■ Task ■
Pick each line containing "caller" out of the records.

■ Task data ■

PR #6670, opened 2026-05-29
Add commit timestamp env vars

### LINKED ISSUE #5245: Add env `CI_COMMIT_TIMESTAMP`

qwerty287:
Closes https://github.com/woodpecker-ci/woodpecker/issues/5245
Supersedes https://github.com/woodpecker-ci/woodpecker/pull/6635


cli/exec/flags.go
```diff
@@ -279,11 +279,16 @@ var flags = []cli.Flag{
 		Usage:   "Set the metadata environment variable \"CI_COMMIT_BRANCH\".",
 		Value:   "main",
 	},
-	&cli.StringFlag{
+	&cli.Int64Flag{
```
6543: ?

6543 (approved):

PR #6671, opened 2026-05-29
Add workflow concurrency limit option

### LINKED ISSUE #1461: Ability to restrict more then 1 build at a time for one project when there are multiple agents

I remember that original CI had a feature called concurrency https://discourse.drone.io/t/how-to-limit-build-concurrency-per-project/3500
This helped a lot to prevent build run when other build already in progress. If you commit faster then old build ends new build starts and sometimes they need to spawn e.g. 2 services which have conflicts. Is there an option to somehow limit build to 1 at a time? I know it could be resolved if we would use 1 agents, but then other projects on same CI instance would stuck.

### Suggested solution

Adding option or any other solution which is not obvious from current doc.

### Alternative

_No response_

### Additional context

_No response_

### Validations

### LINKED ISSUE #3579: Limit concurrent builds per repo and user

It would be very helpful to limit the concurrent builds on per-repository and per-user basis. This would prevent a single repository or user from blocking the whole CI for everyone.

E.g. when pushing a lot of commits at once to a repository, woodpecker will build all of them with as many workers as are available, effectively blocking other users completely.

If there already is such a feature, let me know. I haven't been able to find a workaround for that problem.

### Suggested solution

Add an option for administrators to limit the parallel jobs for each individual user.
Add an option for users in the repository settings to set the maximum number of concurrent builds of that repository

### Alternative

Add a fixed per-user limit of concurrent jobs as environment variable. 

### Additional context

_No response_

### Validations

### LINKED ISSUE #4809: Limit pipeline parallel execution per-branch

Currently there is no way to reliability limit same pipeline with different commits not to be executed in parallel. This can be problematic if pipelines are used to do deployments and canceling running executing pipeline is not an option as that could break deployment.

### Suggested solution

Allow to specify either in pipeline or in repo settings that pipelines for each branch are exclusive/should be queued (similarly how that it is possible to set cancel executing pipelines)

### Additional context

In our use case if canceling helm deploy in k8s can result in broken deployment state

### Validations

- [x] Checked that the feature isn't part of the `next` version already [https://woodpecker-ci.org/faq#which-version-of-woodpecker-should-i-use]

simonmeyerrr:
Fixes https://github.com/woodpecker-ci/woodpecker/issues/1461
Fixes https://github.com/woodpecker-ci/woodpecker/issues/4809 (duplicate of the above one)
Fixes https://github.com/woodpecker-ci/woodpecker/issues/3579 (as it is technically possible to set `CI_PIPELINE_AUTHOR` in the group name to have concurrency limit per user, but it's more a way to use the current feature to satisfy the need rather than a feature designed for this specific purpose)

## What

Adds an optional `concurrency` setting to the workflow YAML that limits how many instances of a workflow (or group) run at the same time, without cancelling running pipelines.

Supports both shorthand and full form:
```yaml
concurrency: 1
# or
concurrency:
  limit: 1
  group: deploy
```

## Why

"Cancel previous pipeline" isn't safe for deployments: it can abort an in-flight deploy. This lets users serialize deploy workflows instead: when the limit is reached, further instances queue and start once a slot frees up.

## Behavior

- Queued workflows of the same group start in the order their pipelines were created, not the order they become ready (a slower depends_on can't reorder them)
- The ordering reservation is scoped across pipelines, so it never conflicts with intra-pipeline depends_on (no deadlock)
- Group defaults to the workflow name, scoped per repo; customizable via group
- When unset, scheduling behavior is unchanged (no breaking change)

## Tests / docs

- Queue concurrency + deadlock-regression tests, schema + YAML parse tests
- Docs added under Usage → Workflows
- Tested manually on my end locally with a full docker setup and gitea


server/queue/fifo.go
```diff
@@ -335,6 +343,84 @@ func (q *fifo) assignToWorker() (*list.Element, *worker) {
...
+// pipeline, execution order is already defined by depends_on, and reserving a
+// slot for an earlier-ID workflow could deadlock when it depends on a later-ID
+// workflow that shares the same group (e.g. deploy.yaml, which sorts before
+// and so gets a lower ID than test.yaml, depending on test.yaml). Because
+// dependencies never cross pipelines, restricting the reservation to other
+// pipelines keeps the ordering guarantee while making such deadlocks
+// impossible.
+//
+// Expects the queue to be locked by the caller.
+func (q *fifo) canRunConcurrent(task *model.Task) bool {
```
lafriks, line 364: Shouldn't this function have RW sync checks?

simonmeyerrr: This function is only called from `assignToWorker`, which is only called from `process()` while it holds `q.Lock()`. So the queue is already locked when this runs.
This matches the existing convention in the file (`depsInQueue`, `updateDepStatusInQueue`, `removeFromPendingAndWaiting`). These functions all expect the caller to hold the lock, and the function's doc comment states `Expects the queue to be locked by the caller.`.

server/queue/fifo.go
```diff
@@ -335,6 +343,84 @@ func (q *fifo) assignToWorker() (*list.Element, *worker) {
...
+	for element := q.waitingOnDeps.Front(); element != nil; element = element.Next() {
+		other, _ := element.Value.(*model.Task)
+		countAhead(other)
+	}
+
+	return running+ahead < task.ConcurrencyLimit
+}
+
+// taskInstantiationOrder returns a monotonic value reflecting the order in
+// which a task (workflow) was created. Task IDs are the autoincrement workflow
```
lafriks:
```suggestion
// which a task (workflow) was created. Task IDs are the auto incremented workflow
```

6543:
should concurrency not be limmited by agents?

because concurrency is only a problem on the workflow executor side and depends on what specs that one has

6543 (changes requested):
against workflow based concurrency limit

if that is a problem, one can just use the DAG,
else it is a workflow executor problem and should be configured on that end.

lafriks:
No it's not only executor problem, I would also want to have this example for k8s helm deployments this is currently problem, it could break them if two merges are made close together and previous pipeline is still executing deployment (you can not cancel either as that could also break deployment)

lafriks:
DAG can not solve this as this is about same workflow executing from different events in parallel (ex. two pushes to same branch in close to same time etc) not different workflows from single event

simonmeyerrr:
The issue I'm trying to fix with this feature is concurrent deployments when there is multiple commit/push on main in a short period. It can also be used in other contexts.

This feature exist in all main CI providers:
- Github Actions has `concurrency` parameter
- Jenkins has `disableConcurrentBuilds()`
- GitLab CI has `resource_group` explicitly designed for this use case

Options I have without this feature:
- **Enable previous pipeline cancellation** -> not a good solution as cancelling an in progress deployment can break some stuff
- **Create one agent per deploy with maximum workflows set to 1** -> it becomes complicated when, like in my case, you have 6 apps * 3 environments which would require to create 18 agents and it wouldn't prevent breaking of ordering when a workflow dependency run randomly faster on the second commit
- **Use an external lock system** -> sad to have to setup external stuff when it could be integrated, doesn't prevent breaking ordering, require to increase timeouts, consume running workflow for nothing

simonmeyerrr:
Hello @6543, can I do anything to help getting this feature merged ?
Do you think it has a chance of being part of 3.16.0 or it will be 3.17.0 ?

6543:
asap i come to it, i think we can get it into this release

6543:
a simple e2e test is missing with the dummy backend, i would propose:

a new in go written test, that starts an agent with 6 concurrent slots, have a pipeline definitin with two different workflows A and B, A has concurency 1, B has concurency 2, now shedule 3 rounds of that pipeline. then once all finished, compare start and finish times to make sure they respected it.

6543:
the scheduler will undergo a refactoring, have this tested, will prevent regressions :)

server/pipeline/queue.go
```diff
@@ -46,6 +46,20 @@ func queuePipeline(ctx context.Context, repo *model.Repo, activePipeline *model.
...
 
+		// Set up the concurrency limit if the workflow opted in. The group is
+		// scoped to the repository and defaults to the workflow name so that
+		// only "similar" workflows (same workflow, across pipelines) are
+		// limited against each other. When no limit is set the behavior is
+		// unchanged.
+		if item.ConcurrencyLimit > 0 {
+			group := item.ConcurrencyGroup
+			if group == "" {
+				group = item.Workflow.Name
```
6543: this is a hack, just count `` as group, the problem is that you can easily colide currently

6543:
```go
                if item.ConcurrencyLimit > 0 {
                        task.ConcurrencyLimit = item.ConcurrencyLimit

                        if item.ConcurrencyGroup == "" {
                                task.ConcurrencyGroup = fmt.Sprintf("%d/%s/%s", repo.ID, item.Workflow.Name, group)
                        }
                        task.ConcurrencyGroup = fmt.Sprintf("%d//%s", repo.ID, group)
                }
```

for example

pipeline/frontend/yaml/types/concurrency.go
```diff
@@ -0,0 +1,57 @@
...
+	Limit int `yaml:"limit,omitempty"`
+	// Group identifies which workflows are mutually limited. Workflows that
+	// resolve to the same group within a repository are serialized according
+	// to the limit. When empty it defaults to the workflow name, so different
+	// runs of the same workflow are limited against each other.
+	Group string `yaml:"group,omitempty"`
+}
+
+// UnmarshalYAML implements the Unmarshaler interface.
+func (c *Concurrency) UnmarshalYAML(unmarshal func(any) error) error {
```
6543: re-encode missing!

pipeline/frontend/yaml/types/concurrency.go
```diff
@@ -0,0 +1,69 @@
...
+	// shorthand: `concurrency: <int>`
+	var limit int
+	if err := unmarshal(&limit); err == nil {
```
6543: we could use yaml.Node to determine what it is beforhand - see other implementations

docs/docs/20-usage/25-workflows.md
```diff
@@ -144,3 +144,49 @@ The same syntax works at the step level within a workflow: if a step uses `depen
...
+
+You can also use the shorthand form to only set the limit:
+
+```yaml
+concurrency: 1
+```
+
+### Ordering
+
+Queued workflows of the same group start in the order their pipelines were created, **not** in the order they become ready to run. This matters when a workflow depends on other workflows (via `depends_on`) whose duration varies: even if a later pipeline's checks finish first, its limited workflow will not overtake an earlier pipeline that is still waiting. This guarantees that, for example, deployments happen in commit order.
```
6543, line 176: this we changed, by default if no group set each workfow is it's own group ....

6543:
@simonmeyerrr helped you a bit - only some doc nits are missing ... and I need to look at the fifo implementation.

rest should be fine

6543:
## tested that e2e breaks on **main**:

image

server/queue/fifo.go
```diff
@@ -335,6 +343,84 @@ func (q *fifo) assignToWorker() (*list.Element, *worker) {
...
+		countAhead(other)
+	}
+
+	return running+ahead < task.ConcurrencyLimit
+}
+
+// taskInstantiationOrder returns a monotonic value reflecting the order in
+// which a task (workflow) was created. Task IDs are the auto incremented workflow
+// IDs, so a lower value means an earlier instantiation.
+func taskInstantiationOrder(task *model.Task) int64 {
```
6543: i would not relay on task.ID for ordering!

server/model/task.go
```diff
@@ -34,6 +34,16 @@ type Task struct {
...
 	RepoID       int64                  `json:"repo_id"      xorm:"'repo_id'"`
+	// ConcurrencyLimit is the maximum number of tasks sharing the same
+	// ConcurrencyGroup that may run at once. A value <= 0 means unlimited.
+	ConcurrencyLimit int `json:"concurrency_limit" xorm:"NOT NULL DEFAULT 0 'concurrency_limit'"`
+	// ConcurrencyGroup identifies tasks that are limited against each other.
+	// It is empty when no concurrency limit applies.
+	ConcurrencyGroup string `json:"concurrency_group" xorm:"'concurrency_group'"`
+	// Created is the unix timestamp the task's pipeline was created at. It
+	// defines the queue ordering across pipelines, so the queue never relies
+	// on the task ID for ordering.
```
6543:
```suggestion
	// defines the queue ordering across pipelines.
```

6543 (approved):

6543:
@lafriks i changed some bits ... wana have a look or is it ok for you?

lafriks (approved):

lafriks:
Looks good from my side

pipeline/frontend/yaml/types/concurrency_test.go
```diff
@@ -0,0 +1,174 @@
...
+			assert.Equal(t, tc.expected, string(out))
+		})
+	}
+}
+
+func TestConcurrencyRoundTrip(t *testing.T) {
+	tests := []struct {
+		name        string
+		concurrency Concurrency
+		// wantShorthand asserts whether the marshalled form is the bare
```
lafriks:
```suggestion
		// wantShorthand asserts whether the marshaled form is the bare
```

pipeline/frontend/yaml/types/concurrency.go
```diff
@@ -0,0 +1,93 @@
...
+package types
+
+import (
+	"fmt"
+
+	"go.yaml.in/yaml/v4"
+)
+
+// Concurrency limits how many instances of a workflow may run at the same
+// time. It can be unmarshalled from:
```
lafriks:
```suggestion
// time. It can be unmarshaled from:
```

■ Answer box ■
+// Expects the queue to be locked by the caller.
This matches the existing convention in the file (`depsInQueue`, `updateDepStatusInQueue`, `removeFromPendingAndWaiting`). These functions all expect the caller to hold the lock, and the function's doc comment states `Expects the queue to be locked by the caller.`.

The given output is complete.